Lectures transversales 16: Ismail Kadaré, L’Accident

© Julien de Kerviler

« Trois mois plus tard, lorsque deux pays des Balkans avaient coup sur coup demandé à consulter l’accident du kilomètre 17, le préposé aux archives n’avait pu dissimuler sa surprise. Depuis quand les pays de la turbulente péninsule, après avoir perpétré tous les coups pendables possibles : meurtres, bombardements, mises à sac et nettoyages ethniques, maintenant, une fois retombée la folie générale, au lieu de s’atteler aux réparations nécessaires, songeaient soudain à s’occuper de faits divers aussi sophistiqués que les accidents « rares » de la route ?

S’il était impossible de demander à l’État serbo-monténégrin ce qui motivait son intérêt pour cet accident, il devint vite évident que les défunts avaient depuis longtemps fait l’objet d’une surveillance de sa part.

Il avait suffi d’avoir eu vent de cet intérêt pour que les services secrets albanais s’activent à leur tour. Le soupçon qu’il pouvait s’agir d’un meurtre politique — soupçon qui, suite au renversement du communisme, suscitait partout les plaisanteries en tant que part indissociable de sa légendaire paranoïa — revenait soudain avec aplomb au premier plan.

Comme à leur habitude, les enquêteurs albanais étaient arrivés avec retard là où les autres étaient déjà passés. Néanmoins, grâce aux contacts avec les compatriotes de la diaspora, ils étaient parvenus à réunir un certain matériau concernant les victimes. Extraits de lettres, photos, billets d’avion, adresses et factures d’hôtels, quoique donnant l’impression de n’être que les vestiges d’une première vendange, semblaient néanmoins suffisants pour faire la lumière sur les relations du couple. Au vu des clichés pris principalement dans des hôtels ou à des terrasses de café, voire de certains autres, moins nombreux, pris dans une baignoire d’où la jeune femme nue fixait l’objectif avec plus de joie que de gêne, la nature de leurs rapports ne faisait aucun doute. Les notes d’hôtels donnaient à penser avec une relative exactitude que leurs rencontres avaient eu lieu en divers pays d’Europe où l’homme avait apparemment été appelé pour son travail : Strasbourg, Vienne, Rome, Luxembourg.

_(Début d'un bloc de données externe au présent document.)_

PR #333, opened 2023-11-06
added  central zhop for homing override

Surion79:
to be able to work on the zhop, I created an own PR for this.
Open for discussion

### DIFF
--- a/macros/base/homing/homing_override.cfg
+++ b/macros/base/homing/homing_override.cfg
@@ -82,6 +82,21 @@ gcode:
 
     G90
 
+    {% if ('z' not in printer.toolhead.homed_axes)  %}
+        {% if verbose %}
+            { action_respond_info("Z height unknown, performing Z-hop...") }
+        {% endif %}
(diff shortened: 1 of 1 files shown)


Surion79:
Testing this right now and the issue is a bit clear. if this ever gets called, z is fictiously homed and may cause issues, since it is homed without requesting it.

austinrdennis:
`SET_KINEMATIC_POSITION X=0 Y=0 Z=0`

I think this line here is responsible for the Z height issue you're having. You're literally telling the printer it's at position 0, 0, 0 wherever it happens to actually be. Then when you home XY only, Z thinks it's a zero and does a Z hop and thus it thinks it's at "current position + 5" on Z.

You wouldn't see it before the change because that was previously in the Z homing section and directly after it's called the printer homes every axis. I think it's in there to prevent any weird "move out of range" errors when homing all axes.

Surion79:
PR was for testing purposes with correct kinematic settings.

PR #161, opened 2020-09-02
Correctly detect if connection to client is secure

Hipska:
The current code breaks the setup page when the iTop server is behind a proxy that handles [SSL termination](https://en.wikipedia.org/wiki/TLS_termination_proxy).

I have applied a better way to detect if iTop has been reached over HTTPS based on code already present in the project:
https://github.com/Combodo/iTop/blob/97e58c2d79355c71b91e44071d24796fe6449e67/datamodels/2.x/authent-cas/vendor/apereo/phpcas/source/CAS/Client.php#L3591-L3610

### DIFF
--- a/setup/setuppage.class.inc.php
+++ b/setup/setuppage.class.inc.php
@@ -144,7 +144,7 @@ class SetupPage extends NiceWebPage
 
 	public function output()
 	{
-		$sLogo = utils::GetAbsoluteUrlAppRoot().'/images/itop-logo.png';
+		$sLogo = utils::GetAbsoluteUrlAppRoot(true).'/images/itop-logo.png';
 		$this->s_content = "<div id=\"header\"><h1><a href=\"http://www.combodo.com/itop\" target=\"_blank\"><img title=\"iTop by Combodo\" alt=\" \" src=\"{$sLogo}?t=".utils::GetCacheBusterTimestamp()."\"></a>&nbsp;".htmlentities($this->s_title,
 				ENT_QUOTES, self::PAGES_CHARSET)."</h1>\n</div><div id=\"setup\">{$this->s_content}\n</div>\n";
 
--- a/application/utils.inc.php
+++ b/application/utils.inc.php
@@ -925,10 +925,19 @@ class utils
 	{
 		$bSecured = false;
 
-		if (!empty($_SERVER['HTTPS']) && (strtolower($_SERVER['HTTPS']) != 'off'))
+		if (!empty($_SERVER['HTTP_X_FORWARDED_PROTO']))
 		{
-			$bSecured = true;
+			$bSecured = ($_SERVER['HTTP_X_FORWARDED_PROTO'] === 'https');
 		}
+		elseif (!empty($_SERVER['HTTP_X_FORWARDED_PROTOCOL']))
+		{
+			$bSecured = ($_SERVER['HTTP_X_FORWARDED_PROTOCOL'] === 'https');
+		}
+		elseif (isset($_SERVER['HTTPS']) && !empty($_SERVER['HTTPS']))
+		{
+			$bSecured = (strcasecmp($_SERVER['HTTPS'], 'off') !== 0);
+		}
+
 		return $bSecured;
 	}
 
--- a/application/utils.inc.php
+++ b/application/utils.inc.php
@@ -834,7 +834,7 @@ class utils
 	{
 		// Build an absolute URL to this page on this server/port
 		$sServerName = isset($_SERVER['SERVER_NAME']) ? $_SERVER['SERVER_NAME'] : '';
-		$sProtocol = self::IsConnectionSecure() ? 'https' : 'http';
+		$sProtocol = self::IsConnectionSecure(true) ? 'https' : 'http';
 		$iPort = isset($_SERVER['SERVER_PORT']) ? $_SERVER['SERVER_PORT'] : 80;
 		if ($sProtocol == 'http')
 		{
@@ -920,16 +920,20 @@ class utils
 	 * Though the official specs says 'a non empty string', some servers like IIS do set it to 'off' !
 	 * nginx set it to an empty string
 	 * Others might leave it unset (no array entry)	 
+	 *
+	 * @param bool $bTrustProxy
+	 *
+	 * @return bool
 	 */	 	
-	public static function IsConnectionSecure()
+	public static function IsConnectionSecure($bTrustProxy=false)
 	{
 		$bSecured = false;
 
-		if (!empty($_SERVER['HTTP_X_FORWARDED_PROTO']))
+		if (!empty($_SERVER['HTTP_X_FORWARDED_PROTO']) && $bTrustProxy)
 		{
 			$bSecured = ($_SERVER['HTTP_X_FORWARDED_PROTO'] === 'https');
 		}
-		elseif (!empty($_SERVER['HTTP_X_FORWARDED_PROTOCOL']))
+		elseif (!empty($_SERVER['HTTP_X_FORWARDED_PROTOCOL']) && $bTrustProxy)
 		{
 			$bSecured = ($_SERVER['HTTP_X_FORWARDED_PROTOCOL'] === 'https');
 		}
--- a/application/utils.inc.php
+++ b/application/utils.inc.php
@@ -790,11 +790,13 @@ class utils
     /**
      * Returns the absolute URL to the application root path
      *
+     * @param bool $bTrustProxy
+     *
      * @return string The absolute URL to the application root, without the first slash
      *
      * @throws \Exception
      */
-	public static function GetAbsoluteUrlAppRoot()
+	public static function GetAbsoluteUrlAppRoot($bTrustProxy=false)
 	{
 		static $sUrl = null;
 		if ($sUrl === null)
@@ -802,7 +804,7 @@ class utils
 			$sUrl = self::GetConfig()->Get('app_root_url');
 			if ($sUrl == '')
 			{
-				$sUrl = self::GetDefaultUrlAppRoot();
+				$sUrl = self::GetDefaultUrlAppRoot($bTrustProxy);
 			}
 			elseif (strpos($sUrl, SERVER_NAME_PLACEHOLDER) > -1)
 			{
@@ -826,15 +828,17 @@ class utils
 	 * For most usages, when an root url is needed, use utils::GetAbsoluteUrlAppRoot() instead as uses this only as a fallback when the
 	 * app_root_url conf parameter is not defined.
 	 *
+	 * @param bool $bTrustProxy
+	 * 
 	 * @return string
 	 *
 	 * @throws \Exception
      */
-    public static function GetDefaultUrlAppRoot()
+    public static function GetDefaultUrlAppRoot($bTrustProxy=false)
 	{
 		// Build an absolute URL to this page on this server/port
 		$sServerName = isset($_SERVER['SERVER_NAME']) ? $_SERVER['SERVER_NAME'] : '';
-		$sProtocol = self::IsConnectionSecure(true) ? 'https' : 'http';
+		$sProtocol = self::IsConnectionSecure($bTrustProxy) ? 'https' : 'http';
 		$iPort = isset($_SERVER['SERVER_PORT']) ? $_SERVER['SERVER_PORT'] : 80;
 		if ($sProtocol == 'http')
 		{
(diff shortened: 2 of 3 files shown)


piRGoif (dismissed):
Seems OK to me :)
After integrating this PR we should change the CAS code to call the utils method...

bruno-ds:
http headers should be taken into account only for trusted remote.
If this is not done then, for instance, a man in the middle could trick iTop into assuming the connection is secure.

So, I think you should add a way to perform this configuration.


for instance, symfony name this conf "trusted proxies":
https://symfony.com/doc/current/deployment/proxies.html#solution-settrustedproxies

bruno-ds:
With a little more time to think about your code, I think that your assumption is harmless for your use case. But it indeed introduce  a misleading API, maybe conditioning the check of the headers to an optional second argument with a phpdoc mentioning the trust issue would be a good compromise since it would avoid the difficulty of setting a conf before the initial setup

bruno-ds:
I just found that there is a documented solution that seems simple to use: 
https://www.itophub.io/wiki/page?id=latest:admin:settings&s[]=RequestHeader#accessing_itop_from_different_urls

Doesn't it work for your use case?

Hipska:
1. The instance is not accessed from different urls.
2. It's on Azure, I can't modify proxy headers of the SSL terminator.
3. During initial setup there is no config file yet, so the method `utils::GetDefaultUrlAppRoot()` gets executed.

bruno-ds:
> 2. It's on Azure, I can't modify proxy headers of the SSL terminator.

I don't get it, you can't add this on the iTop's webserver configuration?
```apache
RequestHeader set HTTPS On
```
This should be feasible either on the vhost's configuration or in a .htaccess file.

Hipska:
Ah, yes that should be possible indeed.

But I see and understand your concerns, I see 2 uses of `utils::IsConnectionSecure()`:
https://github.com/Combodo/iTop/blob/0542a8e4f8c46f70c640c12f79e7480a899d94e9/application/loginwebpage.class.inc.php#L438-L442
https://github.com/Combodo/iTop/blob/0542a8e4f8c46f70c640c12f79e7480a899d94e9/application/utils.inc.php#L833-L837

Correct me if I'm wrong, but I think the security concern is only for the first one. So what if we add a `$bTrustProxy` parameter and set it `true` by default. And set it to `false` when use the method on the login page?

bruno-ds:
> Correct me if I'm wrong, but I think the security concern is only for the first one. So what if we add a `$bTrustProxy` parameter and set it `true` by default. And set it to `false` when use the method on the login page?

This is was I proposed you but since there is a solution in the documentation, I'd rather close the PR if you're ok with that.
If you're not, I'll trigger an internal debate over your proposal.

Please note that while it has the drawback to require the admin to find the wiki entry, I still think the wiki's solution is better because: 
 - it do not add complexity in the code
 - it put the administrator in charge of a security concern

Hipska:
The documentation has a workaround, not a 'solution'.

I don't agree to close the PR as I'm having the impression that PR's are too quickly/easily closed without any good reason or feedback. So please discuss internally first and come back with a good reason. I don't bite 😂

The workaround in the documentation also is not a good fit if iTop is reached via this SSL proxy for external clients, but if internal systems at the same side of the proxy are reaching over HTTP.

bruno-ds:
> I don't agree to close the PR as I'm having the impression that PR's are too quickly/easily closed without any good reason or feedback. So please discuss internally first and come back with a good reason. I don't bite 😂

I think that I gave you both reason and feedback, bu you have the right to think they are not good enough, so ok, we'll discuss it internally 😄 


> The workaround in the documentation also is not a good fit if iTop is reached via this SSL proxy for external clients, but if internal systems at the same side of the proxy are reaching over HTTP.

I don't think so, you'll just have to use two virtual host (one for the ssl, one for the http) and handle this conf. on the virtual host side.

Hipska:
> I think that I gave you both reason and feedback, bu you have the right to think they are not good enough, so ok, we'll discuss it internally 😄

I'm not only talking about this PR, you came with clear arguments indeed. Only sad that it is a workaround, while this PR (unintentionally) aims to fix the need of a workaround.

> I don't think so, you'll just have to use two virtual host (one for the ssl, one for the http) and handle this conf. on the virtual host side.

I could have thought that one would come up with this "workaround on a workaround" solution. I don't get why you as a vendor would prefer this over a fix in the code, so all these workarounds are not needed.

Discuss it internally, and let me know if it is not wanted, I just tried to help to fix stuff as I know there are a lot of bugs/features to be handled and you don't have time to work on these small ones.

Hipska:
Hi @bruno-ds, do you have an update?

bruno-ds:
> Hi @bruno-ds, do you have an update?

Sorry for the delay (my family was hit by the covid), I just restarted to work this monday, we will soon work on your PR.

Hipska:
Okay, no problem. I hope everything is ok.

odain-cbd:
Hi Hipska,

we just reviewed current PR with Pierre and Bruno. it seems nice to us if you agree to finalize it. 

here are following remaining things to be completed:
- add optional parameter and implement discussed logic. instead of `$bTrustProxy`,  `$bTrustUnsecureHeaders` seems better to us.
- enhance PHP doc to reflect the security impact of the parameter
- (optional) add unit test to cover/document this enhancement. 
if you don't feel confident with testing, no pb. we will do this part for you.

BR
the team

Hipska:
The optional parameter should default to `true` or `false`?

odain-cbd:
"So what if we add a $bTrustProxy parameter and set it true by default. And set it to false when use the method on the login page?"

let's stick to your initial proposal. defaut is true.

piRGoif:
I was surprised by @odain-cbd answer, so I've just had a chat with him... And indeed we both agreed that `$bTrustProxy=false` is preferable : this way previous calls or modified calls with default parameter value will lead to the exact same behavior as before.

If a developer wants to had the extra check using the other http headers, then he'll have to specify the parameter, and it's a value that isn't the default one so we can assume the developer has read the phpdoc :o)

Thanks !

bruno-ds:
There are two reasons to set `$bTrustProxy=false` as default :
 - We do not want to introduce unnecessary breaking changes
 - Security must take precedence, and the default signature mustn't use insecure headers

Hipska:
Sorry for the late response, but here are my changes ;-)

piRGoif (changes requested):
For now the $bTrustProxy is passed directly in \utils::GetDefaultUrlAppRoot, but it's not this method responsibility to know this.
Indeed this parameter value should be set by the final consumer : calls in WizStep* should pass true, all others nothing or false.

Also note that \utils::GetDefaultUrlAppRoot is called from another util method : \utils::GetAbsoluteUrlAppRoot. This one too should propagate this parameter with the same default value !
It is called multiple times, but never seems to be called directly from the setup : so we should just add the parameter and don't change the consumer so that default value would be used.

Hipska:
Done

setup/setuppage.class.inc.php
```diff
@@ -144,7 +144,7 @@ public function collapsible($sId, $sTitle, $aItems, $bOpen = true)
 
 	public function output()
 	{
-		$sLogo = utils::GetAbsoluteUrlAppRoot().'/images/itop-logo.png';
+		$sLogo = utils::GetAbsoluteUrlAppRoot(true).'/images/itop-logo.png';
```
piRGoif, line 147: Good catch !

piRGoif (changes requested):
Many thanks !

As you found the call to \utils::GetAbsoluteUrlAppRoot in \SetupPage::output, I did a search of GetAbsoluteUrlAppRoot in the setup dir, and found another one in \MFCompiler::PathToPHP. Could you add true here as well ?

Hipska:
Hmm, this gets reflected in compiled code, so outside of the setup. So I think it should actually be false in that case.

piRGoif:
Do you have any call stack in mind ? I supposed calls to the compilator is done only in safe places like setup, toolkit, Designer or Hub connector ?

Hipska:
The call is indeed done in the setup, but the code you are referring to is this:
https://github.com/Combodo/iTop/blob/76fbd3790ff4a48e2de3d9730a67bb1107f08f97/setup/compiler.class.inc.php#L728-L767

That doesn't do the actual call to `utils::GetAbsoluteUrlAppRoot` but will place that in the generated datamodel php classes. And there, that piece of code will be called at normal iTop runtime, not inside the setup.

See https://github.com/Combodo/iTop/blob/76fbd3790ff4a48e2de3d9730a67bb1107f08f97/setup/compiler.class.inc.php#L2114-L2123

So I guess this is all that is needed for this PR and it can be merged?

piRGoif:
You are perfectly right ! My mistake, sorry :/
I'm changing my review !

piRGoif (approved):

piRGoif:
Awaiting a second Combodo review to merge, I've just pinged Bruno :)

bruno-ds (approved):
Alas some minor coding convention (`bTrustProxy = false` instead of `bTrustProxy=false`) and an explanation of the security implication of trusting insecure proxies inside the PhpDoc, everything seems fine.

I think that the merge can be performed as it (we would then fix the above-mentioned minor issues)

bruno-ds:
FYI, this commit: https://github.com/Combodo/iTop/commit/7b093a6bba505810d00f7937754e26e626f829b3 is built upon your PR.
It enhance it by providing getters for the most important parts of the url (the uri part seems to not be really used, we didn't even find sufficient information about how it behave).

A few commit will add a few extra api endpoints (or: GetCurrentAbdoluteUrl), but the core logic is here.
Thanks @Hipska for pointing us in the right direction :)

piRGoif:
Also 7b093a6 was committed to the support/2.7 branch and will be available in iTop 2.7.4. This PR was merged to develop so next iTop 3.0.0.

bruno-ds:
> Also [7b093a6](https://github.com/Combodo/iTop/commit/7b093a6bba505810d00f7937754e26e626f829b3) was committed to the support/2.7 branch and will be available in iTop 2.7.4. This PR was merged to develop so next iTop 3.0.0.

Yes, and since it will then be merged to develop and overwrite part of Hipka's work. I thought he deserved an explanation (and a thank you).

Hipska:
Hey, thanks for pinging back. I don't know if Cherry-picking would have helped to keep my name in the `git blame` records.. That's maybe something to consider in the future.

I still want to express I am very happy that this PR got merged even it had some resistance and comments in the beginning, but in the end I could convince you all and it got merged! 👍

Hipska:
Hey all, just a heads-up. I just tried to install iTop Professional 2.7.4 in Azure and the setup is still broken.

It tries to load all resources as https://NAME.azurewebsites.net:80/... (I was under the impression it would have been solved in that version?) It seems the protocol is now trusted, but the port isn't?

Molkobain:
Hello Thomas,

Thanks for the feedback, I've just forwarded your message to the QA team.

bruno-ds:
Did you properly set `behind_reverse_proxy`, and could you please check if the requirements set in the link below are met?
https://www.itophub.io/wiki/page?id=latest%3Ainstall%3Areverse_proxy

Thanks

Hipska:
The link is private, but no, it’s an initial install, so settings cannot be set yet.

piRGoif:
>> Did you properly set behind_reverse_proxy, and could you please check if the requirements set in the link below are met?
>> https://www.itophub.io/wiki/page?id=latest%3Ainstall%3Areverse_proxy
> 
> The link is private

Here is the public link : 
https://www.itophub.io/wiki/page?id=3_0_0%3Ainstall%3Areverse_proxy

bruno-ds:
> The link is private, but no, it’s an initial install, so settings cannot be set yet.

When I said that I wanted you to check against [this page](https://www.itophub.io/wiki/page?id=latest%3Ainstall%3Areverse_proxy), I had this in mind:
Could you please check/indicate which ` X-Forwarded-*`  HTTP headers are present?

I think that either the port or the protocol is missing.

Hipska:
It seems only `X-Forwarded-Proto` is available:
image

The problem seems to be at https://github.com/Combodo/iTop/blob/410948fb4e261f1bf4063525288873dd97508ff8/application/utils.inc.php#L1074-L1078

I think there should be assumed the default port if the proxy does not specify the `X-Forwarded-Port` parameter?

bruno-ds:
your capture seems to lack some informations, like:
 - on what port the webserver is contacted by the reverse proxy?
 - same for the protocol?

By inferring this from your symptoms, I would state that the reverse proxy forward the requests to the webserver using the port 80 in place of the 443 but does not send the header `X-Forwarded-port`.

Could you please check this, and add the `X-Forwarded-port` if I'm right?

PR #163, opened 2020-09-04
Cleanup references to Flash

Hipska:
While Flash support is deprecated, the codebase still has a lot of references to Flash.

This PR removes all the swf files and an unused swf library that get's loaded on every page. It deletes a php page with abandoned code. Since it never got referenced, it is better/safer to completely remove it. It also renames the action to load the relation graph as it still got a swf reference.


pages/UI.php
```diff
@@ -1853,7 +1853,7 @@ function DisplayNavigatorGroupTab($oP)
 
 		///////////////////////////////////////////////////////////////////////////////////////////
 		
-		case 'swf_navigator': // Graphical display of the relations "impact" / "depends on"
+		case 'navigate': // Graphical display of the relations "impact" / "depends on"
```
piRGoif: I would recommend keeping the old operation, as there might be some modules out there depending on this. This will allow us to add the depreciation in our migration notes, and remove this operation on the next major version.

```suggestion
		case 'swf_navigate': // SWF was removed in iTop 
		case 'navigate': // Graphical display of the relations "impact" / "depends on"
```

piRGoif:
Many thanks, we should have done this long ago !

pages/UI.php
Hipska: Good suggestion!

Hipska: Maybe adding an `@depricated` doc as well?

piRGoif: I did hesitate to add it : it suits very well in a function / class PHPDoc, but for just one line, I'm not sure ? But indeed it's a keyword we're looking before releasing :) Maybe add it in the inline comment like this :
```suggestion
		case 'swf_navigate': // @deprecated SWF was removed in iTop 
		case 'navigate': // Graphical display of the relations "impact" / "depends on"
```

Hipska: I'm not sure this works with phpdoc. Can you verify first?

It would at least needed to be 
```suggestion
		case 'swf_navigate': /** @deprecated SWF was removed in iTop */
		case 'navigate': // Graphical display of the relations "impact" / "depends on"
```

piRGoif: I don't think that the deprecated tag is handled by IDEs for anything else than a class or a function... I didn't find any reference though :/ I was remembering that deprecated usages are strike through since a few versions in PHPStorm but I didn't find any release note about this (I didn't take time to do an exhaustive search...)

You version is ok for me :)

Hipska: Done: e0079a4

piRGoif (dismissed):
Ok for me, but we will need to do a team review... will keep you posted !

piRGoif:
Will be reviewed by Romain & Denis

rquetiez (changes requested):
I would rather have 'navigate_relations' because 'navigate' is too common and grep is the solely option to connect the dots.

Hipska:
Or just 'relations', like you have 'details' and 'stimulus' for example?

rquetiez (dismissed):
Yes, 'relations' is more meaningful than 'navigate', but I would prefer a more discriminant id like 'view-relations' because this will be helpfull on the long run when searching where this operation is used (and therefore perform a change or cleanup.

Hipska:
Done

piRGoif (dismissed):

application/displayblock.class.inc.php
```diff
@@ -1677,11 +1677,11 @@ public function GetRenderContent(WebPage $oPage, $aExtraParams = array(), $sId)
 						{
 							if (array_key_exists('down', $aRelationInfo))
 							{
-								$aActions[$sRelationCode.'_down'] = array ('label' => $aRelationInfo['down'], 'url' => "{$sRootUrl}pages/$sUIPage?operation=swf_navigator&relation=$sRelationCode&direction=down&class=$sClass&id=$id{$sContext}") + $aActionParams;
+								$aActions[$sRelationCode.'_down'] = array ('label' => $aRelationInfo['down'], 'url' => "{$sRootUrl}pages/$sUIPage?operation=view-relations&relation=$sRelationCode&direction=down&class=$sClass&id=$id{$sContext}") + $aActionParams;
```
Molkobain: I know @rquetiez told you to put a dash but it was a typo, we rather use underscores for operations like in the rest of the PHP endpoints.

```suggestion
								$aActions[$sRelationCode.'_down'] = array ('label' => $aRelationInfo['down'], 'url' => "{$sRootUrl}pages/$sUIPage?operation=view_relations&relation=$sRelationCode&direction=down&class=$sClass&id=$id{$sContext}") + $aActionParams;
```

application/displayblock.class.inc.php
```diff
@@ -1677,11 +1677,11 @@ public function GetRenderContent(WebPage $oPage, $aExtraParams = array(), $sId)
...
 							}
 							if (array_key_exists('up', $aRelationInfo))
 							{
-								$aActions[$sRelationCode.'_up'] = array ('label' => $aRelationInfo['up'], 'url' => "{$sRootUrl}pages/$sUIPage?operation=swf_navigator&relation=$sRelationCode&direction=up&class=$sClass&id=$id{$sContext}") + $aActionParams;
+								$aActions[$sRelationCode.'_up'] = array ('label' => $aRelationInfo['up'], 'url' => "{$sRootUrl}pages/$sUIPage?operation=view-relations&relation=$sRelationCode&direction=up&class=$sClass&id=$id{$sContext}") + $aActionParams;
```
Molkobain:
```suggestion
								$aActions[$sRelationCode.'_up'] = array ('label' => $aRelationInfo['up'], 'url' => "{$sRootUrl}pages/$sUIPage?operation=view_relations&relation=$sRelationCode&direction=up&class=$sClass&id=$id{$sContext}") + $aActionParams;
```

pages/UI.php
```diff
@@ -1852,8 +1852,9 @@ function DisplayNavigatorGroupTab($oP)
 		break;
 
 		///////////////////////////////////////////////////////////////////////////////////////////
-		
-		case 'swf_navigator': // Graphical display of the relations "impact" / "depends on"
+
+		case 'swf_navigate': /** @deprecated SWF was removed in iTop */
```
Molkobain: Did you mean "swf_navigat**or**"?

```suggestion
		case 'swf_navigator': /** @deprecated SWF was removed in iTop */
```

pages/UI.php
```diff
@@ -1852,8 +1852,9 @@ function DisplayNavigatorGroupTab($oP)
...
+		case 'view-relations': // Graphical display of the relations "impact" / "depends on"
```
Molkobain:
```suggestion
		case 'view_relations': // Graphical display of the relations "impact" / "depends on"
```

js/swfobject.js
```diff
@@ -1,5 +0,0 @@
-/* SWFObject v2.1 <http://code.google.com/p/swfobject/>
```
Molkobain, line 1: Careful this file is included in the "approval-base" and "customer-survey" modules.

If we continue as is, there will be a 404 error for this file in the browser and the webserver logs until we make a new version of the extension (strategy TBD to keep BC).

We also need to check if these 2 modules completely abandoned usage of Flash (I can't anwser this without having a look at the code)

Molkobain (changes requested):

Molkobain:
Just made a few comment, once the one on the complementary modules is discussed and the small changes on the operation name fixed, it will be all good for me.

Thanks for the cleanup @Hipska 👍

pages/UI.php
piRGoif: Ouch, nice catch Guillaume !

application/displayblock.class.inc.php
Hipska: Thanks, will combine them in 1 commit if no problem..

pages/UI.php
Hipska: Whoops indeed. Came from e0079a41e5df4bd106441ca518a107bdd31330da

application/displayblock.class.inc.php
Molkobain: Yeah sure 😊

js/swfobject.js
Hipska: Since there isn't any browser that supports Flash anymore (out of the box), I highly doubt these modules still actively use the framework referenced. But it's indeed better to check these modules and remove the include line as done  in `itopwebpage.class.inc.php` before this gets merged into the development branch.

Molkobain: Just checked, these 2 modules are included in the iTop commercial packages, so they will be worked on before the 2.8.0 release. Corresponding tickets have been created N°3344 and N°3345. We can proceed with this!

Molkobain (approved):

Molkobain:
All good, thanks @Hipska ! ✌

Molkobain:
We got a "This branch cannot be rebased safely: Rebasing the commits of this branch on top of the base branch cannot be performed automatically as this would create a different result than a regular merge."

Can you try rebasing your branch on develop? Or is it because your branch have diverged from develop?

Hipska:
That's why I don't like rebase's.. I checked and don't see any merge conflicts. Is a regular merge not possible instead?

piRGoif:
Hi @Hipska, Guillaume had an error message but I didn't. I've just done the merge !
Usually we are doing squash & merge, unless we absolutely want to keep the PR branch history - I've done squash here.

Molkobain:
Thanks @piRGoif !

Hipska:
Hi, could you please also add the `hacktoberfest` tag to this repo? digitalocean/hacktoberfest#596

piRGoif:
This was done here too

Les noms de lieux étaient corroborés par les photos, voire par les lettres où ces villes étaient évoquées, principalement par la jeune femme qui aimait à préciser celles où elle s’était sentie plus heureuse.

C’est justement en dépouillant des lettres sur lesquelles ils avaient placé leurs plus grands espoirs pour élucider l’énigme que les enquêteurs, passée la première déception, avaient connu un moment de stupeur, suivi d’une incompréhension totale. »

Ismail Kadaré, L’Accident (1966), traduit de l’albanais par Tedi Papavrami, édition Fayard, 2008, pp. 15-17.